Seule l’horreur nazie est apparemment condamnable. L’horreur démocratique est humainement acceptable. Pour illustrer notre propos sur cette perception à géométrie variable des crimes, il nous suffit de citer le cas d’Israël. En effet, Israël, présenté mensongèrement comme un Etat démocratique, en vérité pays théocratique, dernier vestige du colonialisme occidental, est auréolé de toutes les sollicitudes et protections par la majorité des pays du monde, en dépit du caractère raciste de son occupation territoriale et des massacres récurrents perpétrés avec l’assentiment des puissances impérialistes contre les Palestiniens. Nous sommes en pleine perception à géométrie variable des crimes, des massacres, des guerres.
Par ailleurs, Mein Kampf n’a nullement contribué à l’avènement de l’hitlérisme. Ni ne renferme quelque passage appelant à la Solution Finale. La politique d’extermination a été impulsée officieusement dans le feu de l’engrenage de la guerre mondiale pour régler le problème de l’immigration générée par la guerre. Sans nullement justifier cette extermination massive, cette solution finale a été l’œuvre du capitalisme moderne hautement technologique et non le produit d’une folie humaine.
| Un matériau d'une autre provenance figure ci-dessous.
PR #765, opened 2023-09-16
initial commit

aliliolek:
[DEMO LINK](https://aliliolek.github.io/react_todo-app-with-api/)

### DIFF
--- a/src/App.tsx
+++ b/src/App.tsx
@@ -1,24 +1,198 @@
-/* eslint-disable max-len */
 /* eslint-disable jsx-a11y/control-has-associated-label */
-import React from 'react';
+import React, { useEffect, useState } from 'react';
 import { UserWarning } from './UserWarning';
+import {
+  createTodo,
+  deleteTodo,
+  editTodo,
+  getTodos,
+} from './api/todos';
+import { Todo } from './types/Todo';
+import { TodoFilter } from './types/TodoFilter';
+import { Header } from './components/Header';
+import { TodoList } from './components/TodoList';
+import { Footer } from './components/Footer';
+import { Notifications } from './components/Notifications';
 
-const USER_ID = 0;
+const USER_ID = 11399;
 
 export const App: React.FC = () => {
+  const [todos, setTodos] = useState<Todo[]>([]);
+  const [visibleTodos, setVisibleTodos] = useState<Todo[]>([]);
+  const [errors, setErrors] = useState({
+    load: false,
+    delete: false,
+    empty: false,
+    add: false,
+    edit: false,
+  });
+  const [currentFilter, setCurrentFilter] = useState(TodoFilter.All);
+  const [loadingId, setLoadingId] = useState<number[]>([]);
+  const [tempTodo, setTempTodo] = useState<Todo | null>(null);
+
+  const filterTodos = (initTodos?: Todo[]) => {
+    let filtered;
+
+    if (initTodos) {
+      filtered = [...initTodos];
+    } else {
+      filtered = [...todos];
+    }
+
+    switch (currentFilter) {
+      case TodoFilter.Active:
+        filtered = filtered.filter(todo => !todo.completed);
+        break;
+      case TodoFilter.Completed:
+        filtered = filtered.filter(todo => todo.completed);
+        break;
+      default:
+        break;
+    }
+
+    setVisibleTodos(filtered);
+  };
+
+  const loadTodos = () => {
+    getTodos(USER_ID).then(items => {
+      setTodos([...items]);
+      filterTodos(items);
+    }).catch(() => {
+      setErrors(prevErrors => ({ ...prevErrors, load: true }));
+    });
+  };
+
+  const removeTodo = (todoId: number) => {
+    setLoadingId(prevTodoId => [...prevTodoId, todoId]);
+
+    deleteTodo(todoId)
+      .then(() => {
+        setTodos(prevTodos => prevTodos
+          .filter(todo => todo.id !== todoId));
+        setLoadingId([]);
+      })
+      .catch(() => {
+        setErrors(prevErrors => ({
+          ...prevErrors,
+          delete: true,
+        }));
+        setLoadingId([]);
+      });
+  };
+
+  const addTodo = (newTitle: string) => {
+    const maxId = Math.max(...todos.map(todo => todo.id));
+
+    setTempTodo({
+      id: 0,
+      title: newTitle,
+      completed: false,
+      userId: USER_ID,
+    });
+
+    createTodo({
+      id: maxId + 1,
+      title: newTitle,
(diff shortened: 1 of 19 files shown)


src/App.tsx
```diff
@@ -1,24 +1,198 @@
...
+  const [visibleTodos, setVisibleTodos] = useState<Todo[]>([]);
+  const [errors, setErrors] = useState({
+    load: false,
+    delete: false,
+    empty: false,
+    add: false,
+    edit: false,
+  });
+  const [currentFilter, setCurrentFilter] = useState(TodoFilter.All);
+  const [loadingId, setLoadingId] = useState<number[]>([]);
```
TarasHoliuk, line 30:
```suggestion
  const [loadingTodoIds, setLoadingTodoIds] = useState<number[]>([]);
```
array - use plural form

src/App.tsx
```diff
@@ -1,24 +1,198 @@
...
+import { Footer } from './components/Footer';
+import { Notifications } from './components/Notifications';
 
-const USER_ID = 0;
+const USER_ID = 11399;
 
 export const App: React.FC = () => {
+  const [todos, setTodos] = useState<Todo[]>([]);
+  const [visibleTodos, setVisibleTodos] = useState<Todo[]>([]);
+  const [errors, setErrors] = useState({
```
TarasHoliuk, line 22: use enum instead of object, where default value is Error.Empty:
```
enum Error {
  Empty = ''
  // other errors
}
```

src/App.tsx
```diff
@@ -1,24 +1,198 @@
...
+          ...prevErrors,
+          add: true,
+        }));
+        setTempTodo(null);
+      });
+  };
+
+  const changeTodo = (
+    property: string,
+    // eslint-disable-next-line @typescript-eslint/no-explicit-any
```
TarasHoliuk, line 114: why any? try to figure out with types (maybe `boolean | string`, etc)

src/components/Header/Header.tsx
```diff
@@ -0,0 +1,89 @@
...
+  const handleChangeTitle = (event: React.ChangeEvent<HTMLInputElement>) => {
+    setNewTitle(event.target.value);
+  };
+
+  const handleSubmit = (event: React.FormEvent) => {
+    event.preventDefault();
+
+    if (newTitle.trim()) {
+      addTodo(newTitle);
+    } else if (newTitle.trim() === '') {
```
TarasHoliuk, line 40:
```suggestion
    } else {
```

src/components/Notifications/Notifications.tsx
```diff
@@ -0,0 +1,91 @@
...
+    >
+      <button
+        type="button"
+        className="delete"
+        aria-label="delete-notification"
+        onClick={handleCLoseNotifications}
+      />
+
+      {/* show only one message at a time */}
+      {errors.load && (
```
TarasHoliuk, line 55: create function which returns you the correct error message (using `switch`) or just save the correct message in the enum mentioned above

src/components/TodoItem/TodoItem.tsx
```diff
@@ -0,0 +1,129 @@
...
+    }
+  };
+
+  const handleSubmitEditing = (event: React.FormEvent) => {
+    event.preventDefault();
+
+    saveChanges();
+  };
+
+  const handleBlur = () => {
```
TarasHoliuk, line 53: redundant function wrapper

`onBlur={saveChanges}`

src/components/TodoItem/TodoItem.tsx
```diff
@@ -0,0 +1,129 @@
...
+    const currentValue = event.target.value;
+
+    setInputValue(currentValue);
+  };
+
+  const saveChanges = () => {
+    if (inputValue.trim() && inputValue.trim() !== title.trim()) {
+      changeTodo('title', inputValue, id);
+      setIsEditingId(null);
+    } else if (inputValue.trim() === '') {
```
TarasHoliuk, line 40:
```suggestion
    } else if (!inputValue.trim()) {
```

src/components/TodoItem/TodoItem.tsx
```diff
@@ -0,0 +1,129 @@
...
+  };
+
+  const handleTitleChange = (event: React.ChangeEvent<HTMLInputElement>) => {
+    const currentValue = event.target.value;
+
+    setInputValue(currentValue);
+  };
+
+  const saveChanges = () => {
+    if (inputValue.trim() && inputValue.trim() !== title.trim()) {
```
TarasHoliuk, line 37: no need to trim `title` here, save `inputValue.trim()` to a variable and reuse

src/components/TodoItem/TodoItem.tsx
```diff
@@ -0,0 +1,129 @@
...
+      setIsEditingId(null);
+    }
+  };
+
+  const handleToggle = () => {
+    changeTodo('completed', !completed, id);
+  };
+
+  return (
+    <div className={`todo ${completed ? 'completed' : ''}`}>
```
TarasHoliuk, line 68: use classnames library for such cases

src/components/TodoItem/TodoItem.tsx
```diff
@@ -0,0 +1,129 @@
...
+export const TodoItem: React.FC<TodoItemProps> = ({
+  todo: { id, title, completed },
+  loadingId,
+  removeTodo,
+  changeTodo,
+}) => {
+  const [isEditingId, setIsEditingId] = useState<number | null>(null);
+  const [inputValue, setInputValue] = useState(title);
+
+  const handleDoubleClick = () => {
```
TarasHoliuk, line 26: you should also focus on input when it appears - use ref for it (ask in chat if you have questions)

src/App.tsx
```diff
@@ -1,24 +1,198 @@
...
+    }
+  };
+
+  useEffect(() => {
+    loadTodos();
+  }, []);
+
+  useEffect(() => {
+    filterTodos();
+  }, [currentFilter, todos]);
```
TarasHoliuk, line 153: you don't need `visibleTodos` state
general rule if you calculate some value based on other state values/props no need to save it in state

save it in a common variable, wrap in `useMemo` with the same dependency array

src/App.tsx
```diff
@@ -1,24 +1,198 @@
...
+  const [tempTodo, setTempTodo] = useState<Todo | null>(null);
+
+  const filterTodos = (initTodos?: Todo[]) => {
+    let filtered;
+
+    if (initTodos) {
+      filtered = [...initTodos];
+    } else {
+      filtered = [...todos];
+    }
```
TarasHoliuk, line 40: you should get rid of it - make `todos` argument mandatory

TarasHoliuk (changes requested):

L’humanité n’est pas comptable de ce génocide, encore davantage les populations du reste de l’univers situé hors zones des conflits lors de la Seconde Guerre mondiale. C’est le système capitaliste comme un tout, représenté par tous les dirigeants à la tête de tous les pays belligérants, qui est responsable, et de la Seconde Guerre mondiale et du génocide des juifs. L’humble humanité opprimée a sa conscience tranquille. Ses mains sont immaculées d’innocence. Mais sa mémoire porte encore les stigmates de l’esclavage et du colonialisme infligés à ses aïeux par l’Occident civilisé et démocratique
Mein Kampf est «innocent»
De fait, Mein Kampf n’est ni comptable de l’embrigadement idéologique des Allemands attirés par le nazisme, ni responsable du déclenchement de la guerre mondiale. L’adhésion massive des Allemands au nazisme tout comme le déclenchement de la guerre mondiale s’explique par des facteurs concrets d’ordre économique et politique. Et nullement par la diffusion de l’opuscule Mein Kampf.
Ce n’est pas l’esprit qui guide le monde. Ce n’est pas la conscience qui détermine l’être, mais c’est l’être social qui détermine la conscience.
Preuve s’il en est, la littérature fasciste est née en France où elle était très prolifique depuis la fin du XIXe siècle. Pareillement pour les partis d’extrême droite, très florissants en France au cours de cette période. Pourtant, le fascisme n’a jamais pu accéder au pouvoir en France. Sinon, à la faveur de l’occupation de la France par l’Allemagne nazie en 1940, imposant un pouvoir vichyssois à sa solde.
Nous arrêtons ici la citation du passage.